NASA, ESA, S. Baum and C. O’Dea (RIT), R. Perley and W. Cotton (NRAO/AUI/NSF), and the Hubble Heritage Team (STScI/AURA)

In 1916, Eddington demonstrated that there was a limit to how bright a stable star could be. The basic idea is that the atmosphere of a star is being gravitationally attracted by the mass of the star (giving it weight), and this weight is balanced by the pressure of the deeper layer of the star. For a star to be stable, the weight and pressure must be equal, so the star doesn’t collapse inward or push the atmosphere outward. We typically think of pressure as being due to gas and such, but light can also exert pressure on a material. We don’t notice light pressure in our daily lives because it is so small. Even in our Sun, the pressure on the atmosphere is relatively small, so the weight of our Sun’s atmosphere is mostly balanced by the pressure of the plasma in the layer underneath it. But if the Sun were brighter, the light it emits would push harder against the particles of the atmosphere. What Eddington showed is that there is a limit where the pressure of a star’s light on the atmosphere is large enough to balance the gravitational weight of the stellar atmosphere entirely, known as the Eddington luminosity limit. If the star were any brighter, the light of the star would push away the outer layers of the atmosphere, thus causing the star to lose mass.

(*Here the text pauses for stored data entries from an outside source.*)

PR #2196, opened 2025-11-11
[coding] Align CodecCfg to just take a usize parameter

### LINKED ISSUE #2190: [coding] Add a uniform static codec config
It's a lot easier for applications to have:

- a single type for the config needed to decode [Shard](https://docs.rs/commonware-coding/latest/commonware_coding/trait.Scheme.html#associatedtype.Shard) and [ReShard](https://docs.rs/commonware-coding/latest/commonware_coding/trait.Scheme.html#associatedtype.ReShard),
- and a type which can be determined statically without changing as reconfiguration happens.

Guaranteeing this will likely take the form of an upper bound on size.

cronokirby:
Closes #2190.

### DIFF
--- a/coding/src/reed_solomon/mod.rs
+++ b/coding/src/reed_solomon/mod.rs
@@ -80,13 +80,10 @@ impl<H: Hasher> Write for Chunk<H> {
 
 impl<H: Hasher> Read for Chunk<H> {
     /// The maximum size of the shard.
-    type Cfg = crate::Cfg;
+    type Cfg = crate::CodecConfig;
 
-    fn read_cfg(
-        reader: &mut impl Buf,
-        &(max_bytes, _): &Self::Cfg,
-    ) -> Result<Self, commonware_codec::Error> {
-        let shard = Vec::<u8>::read_range(reader, ..=max_bytes)?;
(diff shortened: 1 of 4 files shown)


coding/src/reed_solomon/mod.rs
```diff
@@ -80,13 +80,10 @@ impl<H: Hasher> Write for Chunk<H> {
 
 impl<H: Hasher> Read for Chunk<H> {
     /// The maximum size of the shard.
-    type Cfg = crate::Cfg;
+    type Cfg = crate::CodecConfig;
```
clabby, line 83: nit - can we just have this be a type alias for `usize` and document that it's an upper bound, rather than having it be a struct?

If you prefer this for readability, not opposed, though.

cronokirby: I think a field name is a lot better documentation than a comment, and opens the way up to having more fields if that ends up being better.

If you use `coding::CodecConfig { maximum_shard_size: ... }` then you don't even need to look up the docs, right?

clabby (approved):

clabby:
Rebased on #2197 to satisfy the new merge group requirement.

ESO/IDA/Danish 1.5 m/R. Gendler, S. Guisard and C. Thöne

This same limit is often thought to hold for other objects, such as active galactic nuclei (AGNs) powered by black holes, but it also isn’t an absolute limit. When Eddington derived the limit he assumed a star that is spherical and non-rotating. Black holes are known to rotate, and their accretion disks are not spherical, so there have been proposed models that allow AGNs and other black holes to emit more power than the Eddington limit. There have been searches for such super-Eddington luminosity, but so far results have been inconclusive.

Now a new paper in Science has analyzed the energy output of a black hole in the galaxy M83, and found that it has emitted sustained levels of energy beyond the Eddington limit.¹ Since the black hole was in a quiet phase when it was observed, the team could make an accurate determination of its mass by analyzing its accretion disk. They then looked at the effect of its jets, which were produced in an active period. They found that the energy of the jets clearly exceeded the Eddington limit.

By demonstrating that energy generated near black holes can exceed the Eddington limit, the authors have demonstrated that black holes can affect their environment in a more powerful way that originally thought.